The ASR service itself is just another HTTP boundary: send audio bytes, get text, treat errors as first-class replies (“service down” beats silent failure).

The orchestrator’s one non-negotiable rule

For Home Assistant–shaped queries, tool calling failure is not an excuse to free-chat. If MCP tools are unavailable, you return a boring error string. The user might be annoyed; they will not act on a hallucinated light.living_room state. That single policy saves more family arguments than any system prompt.

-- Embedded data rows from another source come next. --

Issue #2067, opened 2024-03-27
[RFC]: add support for pretty printing tabular data in the REPL


kgryte:
### Description

This RFC proposes adding support for displaying tabular data in the REPL. Possible signature:

```
table( data[, n] )
```

It could work in a manner similar to `head`/`tail`, where, if `n > 0`, show the first `n` rows, and, if `n < 0`, show the last `n` rows.

The function could also support options, such as maximum cell width (e.g., to enforce showing abbreviated cell contents (such as truncating long strings)).

If `data` is an array of objects, could use keys as headers. Otherwise, if array of arrays, could support providing a list of headers.

### Related Issues

No.

### Questions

def ask_with_tools(messages, is_ha_query: bool):
    try:
        return ollama_tool_loop(messages)
    except ToolError:
        if is_ha_query:
            return "Home Assistant tools are temporarily unavailable. Try again shortly."
        return plain_llm_fallback(messages)

Everything else — optional web search, regex fast-paths for transit commands, !search — is negotiable. HA is not.

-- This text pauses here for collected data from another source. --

PR #2463, opened 2024-06-26
feat: add UX to cycle through completions in the REPL

Snehil-Shah:
Subtask of #1845

## Description

This pull request:

-   replaces readline's built-in completer with a new UX that allows highlighting and navigating completions.

## Related Issues

This pull request:

- subtask of #1845 
- updates #1855 

## Questions

No.

## Other

Recording of new behavior:

https://github.com/stdlib-js/stdlib/assets/130062020/6ce1e4d8-076e-412b-9e2c-ad8f44c94877

## Checklist

* * *

@stdlib-js/reviewers

### DIFF
--- a/lib/node_modules/@stdlib/repl/lib/completer_engine.js
+++ b/lib/node_modules/@stdlib/repl/lib/completer_engine.js
@@ -188,6 +188,11 @@ setNonEnumerableReadOnly( CompleterEngine.prototype, '_completionCallback', func
 		if ( autoCompletion !== '' && autoCompletion.length > self._completionPrefix.length ) {
 			debug( 'Found an auto-completion candidate: %s', autoCompletion );
 
+			// If we were already navigating, don't auto-complete it as it's not a TAB trigger...
+			if ( self._isNavigating ) {
+				self._rli.resume();
+				return;
+			}
 			// Clear the completion prefix:
 			self._ostream.write( repeat( '\x08', self._completionPrefix.length ) );
 			self._rli.line = self._rli.line.slice( 0, self._rli.cursor - self._completionPrefix.length ) + self._rli.line.slice( self._rli.cursor ); // eslint-disable-line max-len
@@ -651,7 +656,6 @@ setNonEnumerableReadOnly( CompleterEngine.prototype, 'beforeKeypress', function 
 			this._navigateRight( data, key );
 			break;
 		default:
-			this.closeCompleter();
 			this._ttyWrite.call( this._rli, data, key );
 		}
 		return;
@@ -661,10 +665,53 @@ setNonEnumerableReadOnly( CompleterEngine.prototype, 'beforeKeypress', function 
 	line = this._rli.line;
 
 	// Get the line before the cursor:
-	this._inputLine = line.slice(0, cursor);
+	this._inputLine = line.slice( 0, cursor );
 
 	// Get the line after the cursor:
-	this._remainingLine = line.slice(cursor);
+	this._remainingLine = line.slice( cursor );
+
+	// Pause the input stream before generating completions as the completer may be asynchronous...
+	this._rli.pause();
+	this._completer( this._inputLine, this._onCompletions );
+});
+
+/**
+* Callback for handling a "keypress" event.
+*
+* @name onKeypress
+* @memberof CompleterEngine.prototype
+* @type {Function}
+* @param {string} data - input data
+* @param {(Object|void)} key - key object
+* @returns {void}
+*/
+setNonEnumerableReadOnly( CompleterEngine.prototype, 'onKeypress', function onKeypress( data, key ) {
+	var cursor;
+	var line;
+
+	// If user is not navigating completions, don't sustain completions...
+	if ( !this._isNavigating ) {
+		return;
+	}
+	// If user is trying to navigate, don't update completions based on the updated line...
+	if ( key && contains( [ 'left', 'right', 'up', 'down' ], key.name ) ) {
+		return;
+	}
+	// Clear invalid cache:
+	this.closeCompleter();
+
+	// Sustain the completer:
+	this._isNavigating = true;
+
+	// Re-trigger completions based on updated line:
+	cursor = this._rli.cursor;
+	line = this._rli.line;
+
+	// Get the line before the cursor:
+	this._inputLine = line.slice( 0, cursor );
+
+	// Get the line after the cursor:
+	this._remainingLine = line.slice( cursor );
 
 	// Pause the input stream before generating completions as the completer may be asynchronous...
 	this._rli.pause();
--- a/lib/node_modules/@stdlib/repl/lib/completer_engine.js
+++ b/lib/node_modules/@stdlib/repl/lib/completer_engine.js
@@ -685,7 +685,7 @@ setNonEnumerableReadOnly( CompleterEngine.prototype, 'beforeKeypress', function 
 * @param {(Object|void)} key - key object
 * @returns {void}
 */
-setNonEnumerableReadOnly( CompleterEngine.prototype, 'onKeypress', function onKeypress() {
+setNonEnumerableReadOnly( CompleterEngine.prototype, 'onKeypress', function onKeypress( data, key ) {
 	var cursor;
 	var line;
 	var il;
@@ -696,7 +696,7 @@ setNonEnumerableReadOnly( CompleterEngine.prototype, 'onKeypress', function onKe
 		return;
 	}
 	// If user is trying to navigate, don't update completions based on the updated line...
-	if ( this._idx !== -1 ) {
+	if ( this._idx !== -1 && contains( [ 'left', 'right', 'up', 'down' ], key.name ) ) {
 		return;
 	}
 	// Re-trigger completions based on updated line:
--- a/lib/node_modules/@stdlib/repl/lib/completer_engine.js
+++ b/lib/node_modules/@stdlib/repl/lib/completer_engine.js
@@ -277,7 +277,6 @@ setNonEnumerableReadOnly( CompleterEngine.prototype, '_updateCompletions', funct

Shipping it without Kubernetes guilt

For the hobby deployment, “GitOps” is a shell script and SSH. The ASR stack builds a Docker image on the target; the bot is plain files plus systemd.

#!/usr/bin/env bash
# Trimmed from a real sync — rsync bot code, then bounce the unit
set -euo pipefail
rsync -avz --exclude="__pycache__" ./chat_ai/ rocket@bot:/home/rocket/scripts/chat_ai/
rsync -avz ./chat-ai.py rocket@bot:/home/rocket/scripts/
ssh rocket@bot 'sudo systemctl restart chat-ai.service && systemctl is-active chat-ai.service'

A minimal unit file is enough to keep the process honest:

[Unit]
Description=Rocket.Chat AI bridge
After=network-online.target

[Service]
Type=simple
User=rocket
WorkingDirectory=/home/rocket/scripts
ExecStart=/usr/bin/python3 /home/rocket/scripts/chat-ai.py
Restart=on-failure
RestartSec=3

[Install]
WantedBy=multi-user.target

No Helm, no Argo — but the same questions you would ask in prod still apply: who can SSH, who owns the token file, and what happens when Ollama restarts mid-request? The script is not magic; it is a contract that “works on my machine” becomes “works where Rocket.Chat can reach it.” Platform work at scale is the same idea with different nouns.

A closing image

Picture three lanes merging: Rocket.Chat (human timing), local LLM (probabilistic), Home Assistant (deterministic). The orchestrator is the traffic cop. Creative models belong in the chat lane; the house does not run on vibes — it runs on entity IDs and tools that return strings your automation can trust.